What this task involves
Below are the records; copy exactly the stretch from the line containing "### Release note" through the line containing "in subdirectories_. I", both ends included, and nothing else.

(Records from a data source)
PR #9576, opened 2021-01-27
[WIP] cloud: organize cloud provider code into separate crates

gregwebs:

We would like to have clear interfaces and organization for cloud providers. 

This PR
* moves all cloud provider code into separate crates (cloud/aws and cloud/gcp)
* demonstrates how a cloud provider can be loaded dynamically
* allows cloud providers to be switched off with feature flags (cloud-aws and cloud-gcp)

To avoid cyclical crate dependencies, an additional "export" crate is added. These crates should be imported by users of this functionality.
* external_storage/export
* encryption/export

Actual code changes in this PR are relatively few where they were required to break up dependencies.
There are no changes to how existing code works. 

This PR is marked as WIP because some additional manual testing is needed and kvproto changes should be merged.

### Check List

Tests

- Unit test

Side effects

- Performance: there is some new additional copying but this is all for relatively rarely used control plane structures so this shouldn't be noticeable
- Breaking backward compatibility: all changes are backwards compatible with existing TiKV.

### Release note 

Organize cloud provider code into separate crates.


brson:
I just have some comments:

_Crates in subdirectories_. I find that any crate that doesn't live in `components` is basically hidden and doesn't receive the same attention as if they are at the components level.

This applies to the two `_export` crates, and the two `cloud` implementations. My preference would be to have them all at the top `components` level, at least for now, where most crates are at this same level in the directory structure. If there was some organized push to clean up `components` and make it a multi-level organization I would not be opposed.

_The `*_export` crate naming convention`_, as far as I can tell, is new to tikv. Here `export` means the crate that is depended on by the application, where non-export is the interface used by multiple  implementors; as cloud/aws depends on and implements things from encryption and external_storage, while tikv depends on encryption_export and external_storage_export.

Here it looks like encryption_export and external_storage_export are providing constructors over multiple implementations of encryption and export.

TiKV's conventions are pretty disorganized, but I note that the engine traits, the systems I'm familiar with most, are organized differently: `engine_traits` is the interface implemented by many crates, which here corresponds to `encryption` and `external_storage`. Engines don't currently have an equivalent to the "export" crates here, but there is similar functionality inside the "engine_test" crate, that constructs every type of engine, and which I was planning to move to its own crate eventually, perhaps called "engine_ctors".

I'm not sure if there are other instances of this "interface crate - implementation crates - constructor crate" pattern in tikv, but it would be best for them all to follow the same pattern.

I am not _opposed_ to the naming pattern here: unadorned name is the interface, "_export" is the constructor; but I do think it is not particularly clear what eachs's role is from the naming.

_Implementation crates_. It looks to me like the implementations of the "encryption" and "external_storage" live inside `cloud/aws` and `cloud/gcp`. Maybe there are dependency-based reasons that the implementations of encryption and external_storage have to be combined into a single "cloud" crate, but I think it would be nice if the implementations of each interface have their own crate, `encryption_aws`, `encryption_gcp`, etc.

_Dynamic loading_. `external_storage_export` has code for dynamically loading an external storage. It does seem to just be a demo of what's possible, since there's no code here to build such a library. Have you successfully built a dynamic library and run it this way? What kind of problems did you run into? There are some important ABI, and other, considerations when doing this, and I don't know offhand what kind of guarantees Rust provides for it, or best practices for it.

Aside: the name of the dylib `external_storage` is loading is `libtikv_cloud*.so`. It seems like there's some abstraction missing here since the "cloud" concept seems to exist at a higher level than both external storage and encryption. Maybe some "cloud" crate needs to be responsible for the dynamic loading.

Those are just my thoughts for now. I don't know exactly what I'd want to change here, so I'm hoping others will review and comment.

gregwebs:
@brson Thanks for your careful review!

> Crates in subdirectories. I find that any crate that doesn't live in components is basically hidden and doesn't receive the same attention as if they are at the components level.

What do you think about putting the cloud crates at the top-level (I would suggest "cloud-aws" rather than just "aws" so they get grouped together). And then leaving the export crates as sub crates. The export crates are designed to have as little code as possible.

> I am not opposed to the naming pattern here: unadorned name is the interface, "_export" is the constructor; but I do think it is not particularly clear what eachs's role is from the naming.

I am open to changing the naming. Another possibility I thought of was calling the interface "_lib" and removing the "_export". Or using both "_lib" and "_export".

I have a preference for a broader name like export over ctor because the export crate can potentially do more than just constructors. Generally speaking it is a crate to help connect a library crate with the outside world. One thing I also tried to do in the external_storage_export crate was to get rid of protocol buffers there (the cloud provider crate though still has to import them to define its own conversion) so that we end up with a library that has logic operating independently of the outside world (for control plane operations there isn't much concern about efficiency).

>  think it would be nice if the implementations of each interface have their own crate, encryption_aws, encryption_gcp, etc.

I am not entirely opposed to this, but it seems to me to be a dramatic change from the status quo that may be too far in the other direction. I am not sure what the upside is. The downside is that
* it will contribute to components pollution if every crate is at the top level
* more Cargo manifest duplication to maintain
* common functionality for a cloud needs its own crate. We do already have a rusoto_util crate for AWS, but we would end up needing yet another crate for GCP and every cloud provider as well.

> Dynamic loading. external_storage_export has code for dynamically loading an external storage. It does seem to just be a demo of what's possible

Yes, this is definitely a demo at best right now. I have successfully built the cloud providers as a cdylib but not actually tested it yet. The point right now is mostly to show that putting code in a separate crate facilitates being able to do this in the future.

gregwebs:
@brson personally I would favor organizing components with hierarchy. I think the components are already at a point of there being too many in one directory, and we seem to only be adding more. Just switching `tidb_*` to `tidb/`, `engine_` to `engine/`, and `test_` to `test/` would be good enough for now. I would be happy to send a PR for that.

components/encryption/src/master_key/kms.rs
```diff
@@ -38,168 +25,11 @@ impl KeyId {
     }
 }
 
-pub struct AwsKms {
```
gregwebs, line 41: This part is now in the cloud aws crate as kms.rs

components/cloud/aws/src/kms.rs
```diff
@@ -0,0 +1,278 @@
+use std::future::Future;
```
gregwebs, line 1: This code is taken unchanged from the encryption kms.rs file. https://github.com/tikv/tikv/pull/9576/files#diff-0f18341af3dc671328d8f26275bacc9676378054ce65b6eba9e561d69511b4c9

components/cloud/aws/Cargo.toml
```diff
@@ -0,0 +1,47 @@
...
+
+[dependencies]
+bytes = "0.5"
+encryption = { path = "../../encryption", default-features = false }
+futures = "0.3"
+futures-util = { version = "0.3", default-features = false, features = ["io"] }
+# This is only a dependency to vendor openssl for rusoto. It's not clear exactly
+# how openssl is built for tikv, but it seems to be controlled by grpcio. This
+# makes `cargo test -p external_storage` link correctly.
+grpcio = { version = "0.7", default-features = false, features = ["openssl-vendored"] }
```
yiwu-arbug, line 26: does changing to depend on openssl-sys directly work?
```
openssl-sys = { version = "0.10", optional = true, features = ["vendored"] }
```

yiwu-arbug:
Personally I also prefer adhere to what engine_trait doing now. We can have a cloud_trait crate (instead of having cloud_* crates depend on encryption and external_storage) that abstracting cloud functionalities like blob store and KMS, then cloud_aws and cloud_gcp that implementing the interfaces, then external_storage and encryption crate depends on maybe a crate call cloud_export for dynamic or statically loading cloud libs and providing ctor.

gregwebs:
Currently what I have done is try to use the fewest crates possible without having a cycle:
encryption -> cloud_aws -> encryption_export

@yiwu-arbug I am trying to understand your suggestion. AFAICT it creates a cycle:
encryption -> cloud -> cloud_aws -> cloud_export -> encryption

yiwu-arbug:
@gregwebs (copy from offline chat) My proposal is like
encryption
       | -> cloud_export -> cloud_aws -> cloud_trait
       | -> cloud_trait

For example KMS API is independent of encryption, and can be defined in cloud_trait.
Basically rename your encryption_export to cloud_trait, and also move things specific to encryption back to encryption crate, leaving only the KMS interface.
In my proposal cloud_export contain only ctor for the underlying implementations.

gregwebs:
If I understand your suggestion is to add a cloud_trait crate in which the KMS interface would reside separately from encryption. However KMS does not imply a cloud provider. It could instead be for example a self operated instance of Hachicorp Vault.
If we expanded the definition of cloud to mean any external system that requires a network request then this would make more sense.
Even still, I think it is presumptuous to think that a functionality that we use the cloud for now such as KMS will always be handled by a network call to an external system. For example I advocated an encryption design where TiKV would ask PD for a data key and PD would handle all master key management.

yiwu-arbug:
> If I understand your suggestion is to add a cloud_trait crate in which the KMS interface would reside separately from encryption. However KMS does not imply a cloud provider. It could instead be for example a self operated instance of Hachicorp Vault.
> If we expanded the definition of cloud to mean any external system that requires a network request then this would make more sense.
> Even still, I think it is presumptuous to think that a functionality that we use the cloud for now such as KMS will always be handled by a network call to an external system. For example I advocated an encryption design where TiKV would ask PD for a data key and PD would handle all master key management.

Now I understand your concern. But I still prefer not to have the cloud code depend on any encryption or external_storage specific logic. Both of encryption and external_storage can keep their existing abstraction to handle, for example, Hachicorp Vault or a KMS service by PD.

yiwu-arbug:
> > If I understand your suggestion is to add a cloud_trait crate in which the KMS interface would reside separately from encryption. However KMS does not imply a cloud provider. It could instead be for example a self operated instance of Hachicorp Vault.
> > If we expanded the definition of cloud to mean any external system that requires a network request then this would make more sense.
> > Even still, I think it is presumptuous to think that a functionality that we use the cloud for now such as KMS will always be handled by a network call to an external system. For example I advocated an encryption design where TiKV would ask PD for a data key and PD would handle all master key management.
> 
> Now I understand your concern. But I still prefer not to have the cloud code depend on any encryption or external_storage specific logic. Both of encryption and external_storage can keep their existing abstraction to handle, for example, Hachicorp Vault or a KMS service by PD. That way the cloud lib can be a truly standalone library.

@brson do you have any suggestion?

gregwebs:
> I still prefer not to have the cloud code depend on any encryption or external_storage specific logic.

The cloud code needs to depend on the types from encryption, etc that are in the interface. This is what it does now. There is no dependency on logic from encryption, etc other than the logic that is inherent to using the types of the interface.

It is possible to duplicate both the encryption interface and type needed by it in a cloud crate by importing it and re-exporting it or aliasing it. For example, define a trait `CloudKmsProvider` with `KmsProvider` imported as a dependent trait that is exactly the same as `KmsProvider`. I think aliases like this trait alias create boilerplate will end up being confusing busywork without any benefit. However, I can see a benefit to doing a straight-up re-export from a cloud crate: it would minimize boilerplate (not create any new names so that searching would work the same) and it would show all the interfaces and types used by a cloud provider.

gregwebs:
@yiwu-arbug I added an additional commit which adds a cloud crate. Currently it is pass through but maybe it will make sense to have a cloud specific adapter in the future or to otherwise share some code among cloud providers.

gregwebs:
@yiwu-arbug convinced me to try to reverse the dependency flow from the cloud crate so that encryption will import it. Same for external_storage. This may end up requiring duplication of the trait and types, but that code is small.

yiwu-arbug (commented):
This PR is becoming huge. Can we split it into smaller ones, for easier review? Thanks.

gregwebs:
> This PR is becoming huge. Can we split it into smaller ones, for easier review? Thanks.

I will see what I can do. I could split encryption and external_storage into separate PRs, but one will still depend on the other unless I can first commit a useless PR that adds some empty structure. I usually try to clean up my PRs into separately reviewable commits (which I think everyone usually ignores).

gregwebs:
@yiwu-arbug I sent a PR to split out one small change: https://github.com/tikv/tikv/pull/9629

gregwebs:
closing in favor of newer PRs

Exercise solution
### Release note 

Organize cloud provider code into separate crates.


brson:
I just have some comments:

_Crates in subdirectories_. I find that any crate that doesn't live in `components` is basically hidden and doesn't receive the same attention as if they are at the components level.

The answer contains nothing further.